▶ _Task objective_:
In the records that follow, find each line with the word "supernova" and copy it.

Collected data:
++++
PR #1745, opened 2019-09-23
Creates signIn mixin

sirugh:


packages/peregrine/lib/mixins/SignIn/useSignIn.js
```diff
@@ -0,0 +1,57 @@
+import { useCallback, useRef } from 'react';
+import { useUserContext } from '../../context/user';
+
+// Note: we can't access the actual message that comes back from the server
+// without doing some fragile string manipulation. Hardcoded for now.
+const ERROR_MESSAGE =
+    'The account sign-in was incorrect or your account is disabled temporarily. Please wait and try again later.';
+
+export const useSignIn = props => {
+    const { setDefaultUsername, showCreateAccount, showForgotPassword } = props;
```
jimbo: Custom hooks such as `useSignIn` don't support prop types, so we won't be able to port them directly. I'm concerned about losing that type information, though; maybe we should just bring them over and put them in a comment, then circle back eventually and convert them to JSDoc?

packages/peregrine/lib/mixins/SignIn/useSignIn.js
```diff
@@ -0,0 +1,57 @@
...
+        showCreateAccount();
+    }, [setDefaultUsername, showCreateAccount]);
+
+    return {
+        errorMessage,
+        formRef,
+        handleCreateAccount,
+        handleForgotPassword,
+        handleSubmit,
+        isBusy: isGettingDetails || isSigningIn
```
jimbo: This is good. 👍

packages/peregrine/lib/mixins/SignIn/useSignIn.js
sirugh: Yea -- this is something I was concerned about as well. I haven't been touching the `propTypes` on the components since the validation will still function. IMO we should not document in multiple places.

PR #1754, opened 2019-09-23
Add useCategoryTree talon

jimbo:
## Description

Add a `useCategoryTree` mixin to Peregrine, and use it in Venia's `CategoryTree` component.


packages/venia-ui/lib/components/CategoryTree/categoryTree.js
```diff
@@ -17,33 +17,20 @@ const Tree = props => {
...
-    }, [categoryId, runQuery]);
-
-    // update redux with fetched categories
-    useEffect(() => {
-        if (data && data.category) {
-            updateCategories(data.category);
-        }
-    }, [data, updateCategories]);
+    const mixinProps = useCategoryTree({
+        categories,
```
sirugh: I like that you're being explicit here about what you pass to the hook.

packages/venia-ui/lib/components/CategoryTree/categoryTree.js
```diff
@@ -17,33 +17,20 @@ const Tree = props => {
...
+        categoryId,
+        query: MENU_QUERY,
```
sirugh: I think this is a good choice -- provide query via argument rather than importing within hook.

packages/peregrine/lib/talons/CategoryTree/index.js
```diff
@@ -0,0 +1,3 @@
+export { useCategoryBranch } from './useCategoryBranch';
```
sirugh: Once we're done with the peregrine refactors I'd like to have one PR where we go through and create these indexes and exports. Right now we're importing with full paths in `venia-ui` but we can clean all that up with proper exports.

packages/peregrine/lib/talons/CategoryTree/useCategoryBranch.js
```diff
@@ -0,0 +1,25 @@
+import { useCallback } from 'react';
+
+/**
+ * Returns props necessary to render a CategoryBranch component.
```
sirugh: I love these comments. I'm going to go through and update my existing PRs with doc comments as well.

packages/venia-ui/lib/components/CategoryTree/categoryTree.js
jimbo: Yeah, I think we have to let people customize the query or else these hooks will quickly lose value. That said, we'll have to find a way to set expectations for what kind of query should be passed in.

packages/peregrine/lib/talons/CategoryTree/useCategoryLeaf.js
```diff
@@ -0,0 +1,20 @@
...
+ *
+ * @param {object} props
+ * @param {function} props.onNavigate - callback to fire on link click
+ * @return {{ handleClick: function }}
+ */
+export const useCategoryLeaf = props => {
+    const { onNavigate } = props;
+
+    const handleClick = useCallback(() => {
+        onNavigate();
```
sirugh: This isn't doing anything but wrapping/renaming the function. I think we don't need this talon.

packages/venia-ui/lib/components/CategoryTree/categoryTree.js
```diff
@@ -17,33 +17,20 @@ const Tree = props => {
...
-    const { children } = rootCategory || {};
+    const { childCategories } = talonProps;
+    const classes = mergeClasses(defaultClasses, props.classes);
 
     // for each child category, render a direct link if it has no children
     // otherwise render a branch
-    const branches = Array.from((rootCategory && children) || [], id => {
-        const category = categories[id];
-        const isLeaf = category.children_count === '0';
+    const branches = Array.from(childCategories, childCategory => {
```
sirugh: I like that you made this more clear -- we iterate over children categories rather than the `rootCategory && children`. That said, can we just use `forEach` instead of `Array.from`?

packages/peregrine/lib/talons/CategoryTree/useCategoryTree.js
```diff
@@ -0,0 +1,62 @@
...
+            const category = categories[id];
+            const isLeaf = category.children_count === '0';
+
+            childCategories.set(id, { category, isLeaf });
+        }
+
+        return childCategories;
+    }, [categories, children]);
+
+    return { childCategories };
```
sirugh: I'm a big fan of not returning the pure `data` object of these query calls as I think I've done in some of my other talon PRs. This is good and I'll be using this going forward.

packages/peregrine/lib/talons/CategoryTree/useCategoryLeaf.js
jimbo: In general, a callback received as a prop shouldn't get directly applied as an event handler. I think it's important to wrap the event handler so that `event` doesn't get passed to `onNavigate`; `onNavigate` should be called with no arguments.

packages/venia-ui/lib/components/CategoryTree/categoryTree.js
jimbo: Hm? To be clear, this code is mapping one iterable (a `Map` of objects) to another (an array of React elements). `Array.from` is the right choice here because it's a mapping function that works on any iterable, which is what we need when working with a `Map`.

sirugh: Oh, yes of course -- you need to return the iterable. ignore me :D

packages/peregrine/lib/talons/CategoryTree/useCategoryLeaf.js
sirugh: OK -- in that case keep your eye out on my PRs cause I think I did not wrap these callbacks in some of my talons.

PR #1755, opened 2019-09-23
Create categoryTile/categoryList talon

sirugh:
Refactor of `categoryList` and `categoryTile` to function component along with their...talons.

Requires a full review plz.


packages/peregrine/lib/mixins/CategoryList/useCategoryTile.js
```diff
@@ -0,0 +1,39 @@
+import { useMemo } from 'react';
+
+// TODO: get categoryUrlSuffix from graphql storeOptions when it is ready
+const categoryUrlSuffix = '.html';
+const previewImageSize = 480;
+
+export const useCategoryTile = props => {
+    const { item, resourceUrl } = props;
```
sirugh: Big question: If we want to utilize a dynamic `resourceUrl` function that can be overwritten by users of the library we will have to either pass it in as a callback/prop or figure out a mechanism by which to provide this in `peregrine` via drivers.

Thoughts?

packages/venia-ui/lib/components/CategoryList/categoryList.js
```diff
@@ -1,96 +1,90 @@
...
 
-        return title ? (
-            <div className={classes.header}>
-                <h2 className={classes.title}>
-                    <span>{title}</span>
-                </h2>
-            </div>
-        ) : null;
-    }
+    const { data, error, loading } = mixinProps;
```
sirugh: I could probably make this simpler by just returning the error and the normalized data, `categoryChildren`.

packages/peregrine/lib/talons/CategoryList/useCategoryList.js
```diff
@@ -0,0 +1,39 @@
+import { useEffect } from 'react';
+import { useQuery } from '../../hooks/useQuery';
+
+/**
+ * Returns props necessary to render a CategoryList component.
+ *
+ * @param {object} props
+ * @param {object} props.query - category data
+ * @param {string} props.id - category id
+ * @return {{ data: object, error: boolean, loading: boolean }}
```
jimbo: Is `error` a boolean or an `Error` object?

packages/venia-ui/lib/components/CategoryList/categoryList.js
```diff
@@ -1,96 +1,90 @@
...
+            })
+        }
     };
+};
 
-    get header() {
-        const { title, classes } = this.props;
+const CategoryList = props => {
+    const { id, title } = props;
+    const mixinProps = useCategoryList({
```
jimbo:
```suggestion
    const talonProps = useCategoryList({
```

packages/peregrine/lib/talons/CategoryList/useCategoryList.js
sirugh: I'll look and see how we're using it in `categoryList` and update the output accordingly.

packages/peregrine/lib/talons/CategoryList/useCategoryList.js
```diff
@@ -32,8 +32,8 @@ export const useCategoryList = props => {
     }, [runQuery, setLoading, id]);
 
     return {
-        data,
         error,
-        loading
+        childCategories:
```
jimbo: This is a good change, in line with your other comment. Stylistically, I do think you should do calculations outside of the return block, but it's not a big deal.

Also I think we should still return `loading`, since a well-designed component would use it. Just because ours doesn't use it doesn't mean we should exclude it.

PR #1764, opened 2019-09-24
Lazy Load SearchBar correctly

### LINKED ISSUE #1742: Fix Lazy Loading SearchBar
# Overview

On initial load of the application, one specific instance of the `Route` component takes an order of magnitude more time than other components to load:

When we drill down into this 

We can see that it is the [call to Route from Header](https://github.com/magento/pwa-studio/blob/release/4.0/packages/venia-ui/lib/components/Header/header.js#L68):

```jsx
<Suspense fallback={searchOpen ? suspenseFallback : null}>
    <Route
        render={({ history, location }) => (
            <SearchBar
                isOpen={searchOpen}
                history={history}
                location={location}
            />
        )}
    />
</Suspense>
```

# The Ask

## Initial Page Load

One thing that immediately jumps out is that this component is needed on the initial page load but it is being lazy loaded via `React.lazy` and `Suspense`. To decrease application load time, it should be available immediately for rendering.

## Subsequent Renders

The other thing that is concerning is why this code is being executed in the first place. On initial load, the `searchOpen` boolean should be `false` and the `SearchBar` should only be loaded in when it turns `true`.

But when profiling, after the initial `mount` of the application we see a `Suspense` update:

And in fact here's where we can realize the largest benefit: this code is actually executed multiple times as you interact with the application - here's an example after opening the MiniCart drawer:

_There's our guy! Notice the `SearchBar` update occurs._

supernova-at:
## Description

When the search icon

search_icon

is clicked, the `SearchBar` component

Screen Shot 2019-09-24 at 1 12 14 PM

is intended to be lazy loaded into the application.

Unfortunately, while we were properly code splitting the `SearchBar` out into its own chunk, we didn't have our presentation logic set up quite right and we ended up always downloading the `SearchBar` chunk on initial load (read: not lazy loading).

This PR makes it so that the `SearchBar` is actually lazy loaded in and downloaded only after the search icon is clicked and search is open.

## Related Issue

Closes #1742 .

#### SearchBar is Code Split

1. `yarn stats:venia`
2. Open the search panel and search for `SearchBar`

Screen Shot 2019-09-24 at 1 24 40 PM

3. Verify that it is split out into its own chunk

Screen Shot 2019-09-24 at 11 28 30 AM

#### SearchBar is lazy loaded

1. `yarn watch:venia`
1. Open the `Network` tab
1. Verify that no chunks are included in the initial homepage load (chunks have filenames `1-[hash].js`, `2-[hash].js`, etc.
1. Click the search icon to open search

search_icon

5. See that the `Network` tab shows that a chunk was downloaded

Screen Shot 2019-09-24 at 1 28 52 PM

6. Verify that the chunk is in fact the `SearchBar` chunk by searching the downloaded file's contents for "SearchBar". It should appear many times.

## Checklist


packages/venia-ui/lib/components/Header/header.js
```diff
@@ -29,13 +29,26 @@ const Header = props => {
...
-    const suspenseFallback = (
+    const searchBarFallback = (
         <div className={classes.searchFallback}>
             <div className={classes.input}>
                 <div className={classes.loader} />
             </div>
         </div>
     );
+    const searchBar = searchOpen ? (
+        <Suspense fallback={searchBarFallback}>
```
supernova-at: 1. L40: The `searchBarFallback` is not conditional - it's always the fallback when the `SearchBar` hasn't been downloaded yet.

2. L39: We only ever include `<SearchBar>` in the rendered output when `searchOpen` is `true`. This will actually make it lazy load.

PR #1768, opened 2019-09-24
[PB] WYSIWYG Image optimization in PWA

davemacaulay:
## Description
WYSIWYG Image optimization in PWA

This PR enables WYSIWYG components to use the same sharp express back-end image optimization system as catalog images currently uses. It also opens the API for optimization options to the individual components 

## Related Issue
https://jira.corp.magento.com/browse/PB-5

## Related PR
https://github.com/magento-research/express-sharp/pull/4

## Verification Steps
1. Validate all existing Product images are still optimized
2. Verify row & column background images are resized and optimized
3. Verify optimization works for parallax images


packages/pwa-buildpack/lib/Utilities/addImgOptMiddleware.js
```diff
@@ -92,11 +103,21 @@ https://github.com/nodejs/node-gyp#installation`
             //   https://github.com/magento-research/express-sharp/blob/develop/lib/transform.js#L23
             //   https://sharp.pixelplumbing.com/en/stable/api-resize/
             if (height) {
-                rewrittenUrl += `/${height}`;
-                params.set('crop', true);
+                params.set('height', height);
+                if (!crop) {
```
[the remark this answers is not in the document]
danmooney2: `crop = true` as replacement for 107-109 comes to mind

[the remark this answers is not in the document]
davemacaulay: I've updated the logic to handle this in an easier to understand way:
```
            if (crop) {
                params.set('crop', crop);
            } else if (width && height) {
                // If we received height and width we should force crop since our
                // implementation of express sharp defaults fit to "outside" if crop
                // is falsy. `outside` sizes the image, retaining the aspect ratio
                // but may fall "outside" the desired height or width. `cover`
                // retains the aspect ratio like `outside` but clips to fit desired
                // height and width.
                //   https://github.com/magento-research/express-sharp/blob/develop/lib/transform.js#L23
                //   https://sharp.pixelplumbing.com/en/stable/api-resize/
                params.set('crop', true);
            }
```

packages/pwa-buildpack/lib/Utilities/addImgOptMiddleware.js
```diff
@@ -22,7 +22,9 @@ try {
  * UPWARD, and then used in various places: here, the UPWARD resolution
  * path itself, the `makeURL` function in the client, etc.
  */
-const wantsResizing = req => !!req.query.width;
+const wantsResizing = req =>
+    req.path.indexOf('/media') === 0 &&
```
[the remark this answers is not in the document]
davemacaulay: I've removed the path check, the TODO dictates this should one day be handled by UPWARD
++++
▶ _Answer section_:
supernova-at:
supernova-at: 1. L40: The `searchBarFallback` is not conditional - it's always the fallback when the `SearchBar` hasn't been downloaded yet.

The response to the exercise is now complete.